▸ What is required: Each line of the material below is to be given again exactly.
═══ Data to examine
PR #6223, opened 2022-10-03
Add prometheus metric prefix and constant service attributes to otel-go prometheus exporter

paivagustavo:
**Description:** This wraps `prometheus.Registry` with the `otelcol_` prefix and the `service_` attributes as these are not supported directly by the OpenTelemetry Go Prometheus Exporter.

This ensures that metrics exported by otel-go is consistent with the existing opencensus metrics.

**Link to tracking Issue:** https://github.com/open-telemetry/opentelemetry-collector/issues/5882

**Testing:** Manual tested by adding a otel-go metric and testing this.

### DIFF
--- a/service/telemetry.go
+++ b/service/telemetry.go
@@ -249,16 +249,8 @@ func (tel *telemetryInitializer) initOpenTelemetry(attrs map[string]string) (htt
 	)
 
 	registry := prometheus.NewRegistry()
-	// OpenTelemetry specifies that resource attributes must not be attached to prometheus metrics,
-	// to be compatible with existing OpenCensus instrumentation we need to add them as constant labels
-	// to the prometheus registry.
-	// https://github.com/open-telemetry/opentelemetry-specification/blob/main/specification/metrics/data-model.md#resource-attributes-1
-	promLabels := make(prometheus.Labels)
-	for k, v := range attrs {
-		promLabels[sanitizePrometheusKey(k)] = v
-	}
 
-	wrappedRegisterer := prometheus.WrapRegistererWithPrefix("otelcol_", prometheus.WrapRegistererWith(promLabels, registry))
+	wrappedRegisterer := prometheus.WrapRegistererWithPrefix("otelcol_", registry)
 	if err := wrappedRegisterer.Register(exporter.Collector); err != nil {
 		return nil, fmt.Errorf("failed to register prometheus collector: %w", err)
 	}
--- a/service/telemetry.go
+++ b/service/telemetry.go
@@ -15,6 +15,7 @@
 package service // import "go.opentelemetry.io/collector/service"
 
 import (
+	"context"
 	"errors"
 	"fmt"
 	"net/http"
@@ -31,10 +32,12 @@ import (
 	"go.opencensus.io/stats/view"
 	"go.opentelemetry.io/contrib/propagators/b3"
 	"go.opentelemetry.io/otel"
+	"go.opentelemetry.io/otel/attribute"
 	otelprom "go.opentelemetry.io/otel/exporters/prometheus"
 	"go.opentelemetry.io/otel/metric"
 	"go.opentelemetry.io/otel/propagation"
 	sdkmetric "go.opentelemetry.io/otel/sdk/metric"
+	"go.opentelemetry.io/otel/sdk/resource"
 	"go.uber.org/zap"
 
 	"go.opentelemetry.io/collector/component"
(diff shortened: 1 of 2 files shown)


service/telemetry.go
```diff
@@ -225,15 +225,21 @@ func (tel *telemetryInitializer) initOpenCensus(cfg telemetry.Config, telAttrs m
...
 
 	exporter := otelprom.New()
 	tel.mp = sdkmetric.NewMeterProvider(sdkmetric.WithReader(exporter))
 
 	registry := prometheus.NewRegistry()
-	if err := registry.Register(exporter.Collector); err != nil {
+	promLabels := make(prometheus.Labels)
+	for k, v := range attrs {
+		promLabels[sanitizePrometheusKey(k)] = v
+	}
```
bogdandrutu, line 239: I think the "attrs" are actually "Resource" attributes and they should be configured accordingly to the `MeterProvider`?

paivagustavo: Agreed, but right now resource attributes are not exported by the prometheus exporter. To keep the otel prometheus metrics consistent with the existing oc prometheus we need that.

paivagustavo: I've added `attrs` as `Resource` attributes to the sdk (which will be useful if we want to support other formats) but if we want to keep the parity with the existing oc metrics we still need to add them as prometheus constant labels.

If you think we should drop it, i.e., losing `service_instance_id` and `service_version` from our prom metrics, I can update the pr.

service/telemetry.go
```diff
@@ -225,15 +228,34 @@ func (tel *telemetryInitializer) initOpenCensus(cfg telemetry.Config, telAttrs m
...
+func (tel *telemetryInitializer) initOpenTelemetry(attrs map[string]string) (http.Handler, error) {
 	// Initialize the ocRegistry, still used by the process metrics.
 	tel.ocRegistry = ocmetric.NewRegistry()
 
+	var resAttrs []attribute.KeyValue
+	for k, v := range attrs {
+		resAttrs = append(resAttrs, attribute.String(k, v))
+	}
+
+	res, err := resource.New(context.TODO(), resource.WithAttributes(resAttrs...))
```
bogdandrutu, line 240: `context.Background` may be better here.

service/telemetry.go
```diff
@@ -225,15 +228,34 @@ func (tel *telemetryInitializer) initOpenCensus(cfg telemetry.Config, telAttrs m
...
+		sdkmetric.WithResource(res),
+		sdkmetric.WithReader(exporter),
+	)
 
 	registry := prometheus.NewRegistry()
-	if err := registry.Register(exporter.Collector); err != nil {
+	promLabels := make(prometheus.Labels)
+	for k, v := range attrs {
+		promLabels[sanitizePrometheusKey(k)] = v
+	}
```
bogdandrutu, line 255: Per your comment, please add a TODO with a link to a tracking bug, to remove this when support for using Resource attributes into Prometheus exporter is added.

bogdandrutu (commented):
LGTM overall, waiting for last nits.

service/telemetry.go
bogdandrutu: See my next comment, for the moment add them, but let's track this bug. I expect this to be fixed for prometheus soon correct.

service/telemetry.go
paivagustavo: I've added a comment about this linking to the specs, there is no bug because that is the intended behavior as per [OpenTelemetry specs](https://github.com/open-telemetry/opentelemetry-specification/blob/main/specification/metrics/data-model.md#resource-attributes-1) and [OpenMetrics specs](https://github.com/OpenObservability/OpenMetrics/blob/main/specification/OpenMetrics.md#supporting-target-metadata-in-both-push-based-and-pull-based-systems).

bogdandrutu: Sorry for the delay, I was thinking about this.

Here is my understanding:
* When exporting to prometheus and we have Resource we generate a target_info metric.
* If we monitor that with collector's `prometheusreceiver` that we recommend, then the target_info metric is added back as resource. When exported to other backends most likely they get to be labels or available somehow as labels.
* I believe then we don't need anymore these values as prometheus labels.

Does it make sense to you? Maybe we protect this by another `featuregate` (do not add resource attributes as labels, enabled by default).

paivagustavo: Yes, that makes sense. Do you think we should add this `featuregate` in this pr or just remove this constant labels for now and add it back later?

bogdandrutu: lets remove them for the moment, since everything is protected by the big featuregate to enable otel

paivagustavo: Done.

bogdandrutu (approved):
══════
▸ Solved exercise:
PR #6223, opened 2022-10-03
Add prometheus metric prefix and constant service attributes to otel-go prometheus exporter

paivagustavo:
**Description:** This wraps `prometheus.Registry` with the `otelcol_` prefix and the `service_` attributes as these are not supported directly by the OpenTelemetry Go Prometheus Exporter.

This ensures that metrics exported by otel-go is consistent with the existing opencensus metrics.

**Link to tracking Issue:** https://github.com/open-telemetry/opentelemetry-collector/issues/5882

**Testing:** Manual tested by adding a otel-go metric and testing this.

### DIFF
--- a/service/telemetry.go
+++ b/service/telemetry.go
@@ -249,16 +249,8 @@ func (tel *telemetryInitializer) initOpenTelemetry(attrs map[string]string) (htt
 	)
 
 	registry := prometheus.NewRegistry()
-	// OpenTelemetry specifies that resource attributes must not be attached to prometheus metrics,
-	// to be compatible with existing OpenCensus instrumentation we need to add them as constant labels
-	// to the prometheus registry.
-	// https://github.com/open-telemetry/opentelemetry-specification/blob/main/specification/metrics/data-model.md#resource-attributes-1
-	promLabels := make(prometheus.Labels)
-	for k, v := range attrs {
-		promLabels[sanitizePrometheusKey(k)] = v
-	}
 
-	wrappedRegisterer := prometheus.WrapRegistererWithPrefix("otelcol_", prometheus.WrapRegistererWith(promLabels, registry))
+	wrappedRegisterer := prometheus.WrapRegistererWithPrefix("otelcol_", registry)
 	if err := wrappedRegisterer.Register(exporter.Collector); err != nil {
 		return nil, fmt.Errorf("failed to register prometheus collector: %w", err)
 	}
--- a/service/telemetry.go
+++ b/service/telemetry.go
@@ -15,6 +15,7 @@
 package service // import "go.opentelemetry.io/collector/service"
 
 import (
+	"context"
 	"errors"
 	"fmt"
 	"net/http"
@@ -31,10 +32,12 @@ import (
 	"go.opencensus.io/stats/view"
 	"go.opentelemetry.io/contrib/propagators/b3"
 	"go.opentelemetry.io/otel"
+	"go.opentelemetry.io/otel/attribute"
 	otelprom "go.opentelemetry.io/otel/exporters/prometheus"
 	"go.opentelemetry.io/otel/metric"
 	"go.opentelemetry.io/otel/propagation"
 	sdkmetric "go.opentelemetry.io/otel/sdk/metric"
+	"go.opentelemetry.io/otel/sdk/resource"
 	"go.uber.org/zap"
 
 	"go.opentelemetry.io/collector/component"
(diff shortened: 1 of 2 files shown)


service/telemetry.go
```diff
@@ -225,15 +225,21 @@ func (tel *telemetryInitializer) initOpenCensus(cfg telemetry.Config, telAttrs m
...
 
 	exporter := otelprom.New()
 	tel.mp = sdkmetric.NewMeterProvider(sdkmetric.WithReader(exporter))
 
 	registry := prometheus.NewRegistry()
-	if err := registry.Register(exporter.Collector); err != nil {
+	promLabels := make(prometheus.Labels)
+	for k, v := range attrs {
+		promLabels[sanitizePrometheusKey(k)] = v
+	}
```
bogdandrutu, line 239: I think the "attrs" are actually "Resource" attributes and they should be configured accordingly to the `MeterProvider`?

paivagustavo: Agreed, but right now resource attributes are not exported by the prometheus exporter. To keep the otel prometheus metrics consistent with the existing oc prometheus we need that.

paivagustavo: I've added `attrs` as `Resource` attributes to the sdk (which will be useful if we want to support other formats) but if we want to keep the parity with the existing oc metrics we still need to add them as prometheus constant labels.

If you think we should drop it, i.e., losing `service_instance_id` and `service_version` from our prom metrics, I can update the pr.

service/telemetry.go
```diff
@@ -225,15 +228,34 @@ func (tel *telemetryInitializer) initOpenCensus(cfg telemetry.Config, telAttrs m
...
+func (tel *telemetryInitializer) initOpenTelemetry(attrs map[string]string) (http.Handler, error) {
 	// Initialize the ocRegistry, still used by the process metrics.
 	tel.ocRegistry = ocmetric.NewRegistry()
 
+	var resAttrs []attribute.KeyValue
+	for k, v := range attrs {
+		resAttrs = append(resAttrs, attribute.String(k, v))
+	}
+
+	res, err := resource.New(context.TODO(), resource.WithAttributes(resAttrs...))
```
bogdandrutu, line 240: `context.Background` may be better here.

service/telemetry.go
```diff
@@ -225,15 +228,34 @@ func (tel *telemetryInitializer) initOpenCensus(cfg telemetry.Config, telAttrs m
...
+		sdkmetric.WithResource(res),
+		sdkmetric.WithReader(exporter),
+	)
 
 	registry := prometheus.NewRegistry()
-	if err := registry.Register(exporter.Collector); err != nil {
+	promLabels := make(prometheus.Labels)
+	for k, v := range attrs {
+		promLabels[sanitizePrometheusKey(k)] = v
+	}
```
bogdandrutu, line 255: Per your comment, please add a TODO with a link to a tracking bug, to remove this when support for using Resource attributes into Prometheus exporter is added.

bogdandrutu (commented):
LGTM overall, waiting for last nits.

service/telemetry.go
bogdandrutu: See my next comment, for the moment add them, but let's track this bug. I expect this to be fixed for prometheus soon correct.

service/telemetry.go
paivagustavo: I've added a comment about this linking to the specs, there is no bug because that is the intended behavior as per [OpenTelemetry specs](https://github.com/open-telemetry/opentelemetry-specification/blob/main/specification/metrics/data-model.md#resource-attributes-1) and [OpenMetrics specs](https://github.com/OpenObservability/OpenMetrics/blob/main/specification/OpenMetrics.md#supporting-target-metadata-in-both-push-based-and-pull-based-systems).

bogdandrutu: Sorry for the delay, I was thinking about this.

Here is my understanding:
* When exporting to prometheus and we have Resource we generate a target_info metric.
* If we monitor that with collector's `prometheusreceiver` that we recommend, then the target_info metric is added back as resource. When exported to other backends most likely they get to be labels or available somehow as labels.
* I believe then we don't need anymore these values as prometheus labels.

Does it make sense to you? Maybe we protect this by another `featuregate` (do not add resource attributes as labels, enabled by default).

paivagustavo: Yes, that makes sense. Do you think we should add this `featuregate` in this pr or just remove this constant labels for now and add it back later?

bogdandrutu: lets remove them for the moment, since everything is protected by the big featuregate to enable otel

paivagustavo: Done.

bogdandrutu (approved):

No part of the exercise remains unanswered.